Top of Data

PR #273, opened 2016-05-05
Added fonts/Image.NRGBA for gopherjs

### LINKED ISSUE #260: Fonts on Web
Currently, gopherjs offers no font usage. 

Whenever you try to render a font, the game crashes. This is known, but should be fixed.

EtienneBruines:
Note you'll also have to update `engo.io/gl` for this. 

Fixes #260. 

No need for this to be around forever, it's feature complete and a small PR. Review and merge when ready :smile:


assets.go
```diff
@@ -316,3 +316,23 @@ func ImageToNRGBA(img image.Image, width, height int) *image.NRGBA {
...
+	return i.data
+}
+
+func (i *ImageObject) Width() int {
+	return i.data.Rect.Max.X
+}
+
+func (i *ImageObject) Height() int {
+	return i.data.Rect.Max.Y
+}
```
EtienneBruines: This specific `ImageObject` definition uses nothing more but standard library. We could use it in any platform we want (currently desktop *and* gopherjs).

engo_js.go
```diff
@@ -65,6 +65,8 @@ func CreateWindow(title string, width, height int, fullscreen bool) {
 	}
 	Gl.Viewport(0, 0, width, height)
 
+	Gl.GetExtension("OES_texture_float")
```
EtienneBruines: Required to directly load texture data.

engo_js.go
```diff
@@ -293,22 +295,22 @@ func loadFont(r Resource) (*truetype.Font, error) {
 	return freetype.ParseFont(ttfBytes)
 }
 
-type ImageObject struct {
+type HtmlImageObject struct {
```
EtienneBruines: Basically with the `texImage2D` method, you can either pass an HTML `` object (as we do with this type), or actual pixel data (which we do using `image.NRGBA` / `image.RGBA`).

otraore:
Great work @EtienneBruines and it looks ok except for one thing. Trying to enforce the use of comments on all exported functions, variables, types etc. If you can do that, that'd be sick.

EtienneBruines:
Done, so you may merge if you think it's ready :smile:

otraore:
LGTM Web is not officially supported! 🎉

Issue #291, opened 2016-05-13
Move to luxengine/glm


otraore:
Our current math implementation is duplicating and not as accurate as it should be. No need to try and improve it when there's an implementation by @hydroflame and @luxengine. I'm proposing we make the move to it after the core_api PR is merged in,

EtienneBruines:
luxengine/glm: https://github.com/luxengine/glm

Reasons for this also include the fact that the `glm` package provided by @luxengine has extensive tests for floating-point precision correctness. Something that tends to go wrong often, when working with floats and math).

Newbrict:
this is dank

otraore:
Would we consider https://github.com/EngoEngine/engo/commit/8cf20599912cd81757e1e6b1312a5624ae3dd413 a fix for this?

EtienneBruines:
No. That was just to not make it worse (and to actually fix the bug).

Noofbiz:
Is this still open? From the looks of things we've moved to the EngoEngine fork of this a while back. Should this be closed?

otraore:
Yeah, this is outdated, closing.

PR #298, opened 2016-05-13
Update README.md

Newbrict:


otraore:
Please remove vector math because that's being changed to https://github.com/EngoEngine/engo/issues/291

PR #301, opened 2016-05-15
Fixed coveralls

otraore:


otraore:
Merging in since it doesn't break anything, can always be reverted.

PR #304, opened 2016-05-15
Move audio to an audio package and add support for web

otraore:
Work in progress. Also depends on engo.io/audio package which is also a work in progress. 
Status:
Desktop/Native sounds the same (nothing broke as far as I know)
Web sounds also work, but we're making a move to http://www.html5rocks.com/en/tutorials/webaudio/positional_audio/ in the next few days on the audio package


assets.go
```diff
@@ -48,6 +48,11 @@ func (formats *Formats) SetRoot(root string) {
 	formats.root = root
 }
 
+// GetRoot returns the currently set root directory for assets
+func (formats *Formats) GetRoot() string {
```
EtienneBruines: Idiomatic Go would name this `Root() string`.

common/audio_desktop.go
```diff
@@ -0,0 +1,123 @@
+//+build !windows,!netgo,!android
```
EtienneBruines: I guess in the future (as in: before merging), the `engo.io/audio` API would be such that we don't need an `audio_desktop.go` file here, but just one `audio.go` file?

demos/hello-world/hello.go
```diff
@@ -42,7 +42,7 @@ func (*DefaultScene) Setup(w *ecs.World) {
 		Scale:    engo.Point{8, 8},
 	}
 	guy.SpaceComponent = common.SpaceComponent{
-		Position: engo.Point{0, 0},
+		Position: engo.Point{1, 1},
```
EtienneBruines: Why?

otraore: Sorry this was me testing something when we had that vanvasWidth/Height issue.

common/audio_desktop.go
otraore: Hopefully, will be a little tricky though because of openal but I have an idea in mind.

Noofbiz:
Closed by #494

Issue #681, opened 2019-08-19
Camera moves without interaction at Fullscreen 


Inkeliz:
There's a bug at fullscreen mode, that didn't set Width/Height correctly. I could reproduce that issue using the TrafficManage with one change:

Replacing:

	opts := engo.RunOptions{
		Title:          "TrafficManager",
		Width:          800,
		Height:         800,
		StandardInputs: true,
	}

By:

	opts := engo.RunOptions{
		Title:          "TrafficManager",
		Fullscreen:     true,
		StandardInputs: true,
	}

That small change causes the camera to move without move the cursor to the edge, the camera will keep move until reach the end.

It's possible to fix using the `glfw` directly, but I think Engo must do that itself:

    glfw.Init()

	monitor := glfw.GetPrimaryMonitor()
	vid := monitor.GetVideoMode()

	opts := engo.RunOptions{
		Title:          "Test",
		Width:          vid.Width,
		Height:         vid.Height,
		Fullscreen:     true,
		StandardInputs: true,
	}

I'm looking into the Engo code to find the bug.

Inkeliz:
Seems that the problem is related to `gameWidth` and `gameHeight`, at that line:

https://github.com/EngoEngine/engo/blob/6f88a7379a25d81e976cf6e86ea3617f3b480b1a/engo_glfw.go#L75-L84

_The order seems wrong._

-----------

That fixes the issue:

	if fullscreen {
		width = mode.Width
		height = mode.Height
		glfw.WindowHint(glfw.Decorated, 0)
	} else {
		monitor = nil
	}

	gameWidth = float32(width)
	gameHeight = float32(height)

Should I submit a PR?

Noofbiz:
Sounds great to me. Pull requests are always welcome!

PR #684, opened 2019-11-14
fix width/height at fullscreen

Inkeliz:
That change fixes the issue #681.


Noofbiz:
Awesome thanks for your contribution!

Bottom of Data

Brief: Your answer should be one number: how many lines of the material include the word "GetRoot".

Solution to this exercise: 2